+++ Entries provided

PR #1610, opened 2017-08-15
Highlight new files

kwm4385:
Users want a way to determine if a file is currently being written to, especially in cases where downloading an incomplete file such as a heap dump would be undesirable. 

image

The task file browser will highlight files that have been modified in the last 60 seconds.

### DIFF
--- a/SingularityUI/app/components/taskDetail/TaskFileBrowser.jsx
+++ b/SingularityUI/app/components/taskDetail/TaskFileBrowser.jsx
@@ -71,7 +71,7 @@ function TaskFileBrowser (props) {
   }
 
   function recentlyModifiedTooltip() {
-    return <Tooltip id="tooltip">This file is currently being written to.</Tooltip>;
+    return <Tooltip id="tooltip">File is currently being written to</Tooltip>;
   }
 
   return (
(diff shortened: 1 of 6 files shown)


SingularityUI/app/components/taskDetail/TaskFileBrowser.jsx
```diff
@@ -64,18 +70,33 @@ function TaskFileBrowser (props) {
...
+    return <Tooltip id="tooltip">File is currently being written to</Tooltip>;
+  }
+
   return (
     <div>
       <Breadcrumbs items={pathItems} />
       <UITable
         data={getFiles() || []}
         keyGetter={(file) => file.name}
+        rowClassName={({mtime}) => { return isRecentlyModified(mtime) ? 'bg-info-light' : null; }}
```
andyhuang91: This will only update if something else causes this component to re-render. Is this the behavior that you want?

SingularityUI/app/components/taskDetail/TaskFileBrowser.jsx
```diff
@@ -64,18 +70,33 @@ function TaskFileBrowser (props) {
...
         emptyTableMessage="No files exist in this directory"
         defaultSortBy="name"
+        striped={false}
       >
         <Column
+          className="icon-column"
+          label=""
+          id="icon"
+          key="icon"
+          cellData={(file) => isRecentlyModified(file.mtime) &&
```
andyhuang91: Because this depends on the current time, you should evaluate this once at the beginning of the render function instead of calling it 3 times.

SingularityUI/app/components/taskDetail/TaskFileBrowser.jsx
kwm4385: The app globally refreshes this data every 60 seconds, and when the window regains focus, so this shouldn't get out of sync.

++++++

**Problem to solve**
Please output the records once more, exactly as they were written.

**Response for this exercise**
PR #1610, opened 2017-08-15
Highlight new files

kwm4385:
Users want a way to determine if a file is currently being written to, especially in cases where downloading an incomplete file such as a heap dump would be undesirable. 

image

The task file browser will highlight files that have been modified in the last 60 seconds.

### DIFF
--- a/SingularityUI/app/components/taskDetail/TaskFileBrowser.jsx
+++ b/SingularityUI/app/components/taskDetail/TaskFileBrowser.jsx
@@ -71,7 +71,7 @@ function TaskFileBrowser (props) {
   }
 
   function recentlyModifiedTooltip() {
-    return <Tooltip id="tooltip">This file is currently being written to.</Tooltip>;
+    return <Tooltip id="tooltip">File is currently being written to</Tooltip>;
   }
 
   return (
(diff shortened: 1 of 6 files shown)


SingularityUI/app/components/taskDetail/TaskFileBrowser.jsx
```diff
@@ -64,18 +70,33 @@ function TaskFileBrowser (props) {
...
+    return <Tooltip id="tooltip">File is currently being written to</Tooltip>;
+  }
+
   return (
     <div>
       <Breadcrumbs items={pathItems} />
       <UITable
         data={getFiles() || []}
         keyGetter={(file) => file.name}
+        rowClassName={({mtime}) => { return isRecentlyModified(mtime) ? 'bg-info-light' : null; }}
```
andyhuang91: This will only update if something else causes this component to re-render. Is this the behavior that you want?

SingularityUI/app/components/taskDetail/TaskFileBrowser.jsx
```diff
@@ -64,18 +70,33 @@ function TaskFileBrowser (props) {
...
         emptyTableMessage="No files exist in this directory"
         defaultSortBy="name"
+        striped={false}
       >
         <Column
+          className="icon-column"
+          label=""
+          id="icon"
+          key="icon"
+          cellData={(file) => isRecentlyModified(file.mtime) &&
```
andyhuang91: Because this depends on the current time, you should evaluate this once at the beginning of the render function instead of calling it 3 times.

SingularityUI/app/components/taskDetail/TaskFileBrowser.jsx
kwm4385: The app globally refreshes this data every 60 seconds, and when the window regains focus, so this shouldn't get out of sync.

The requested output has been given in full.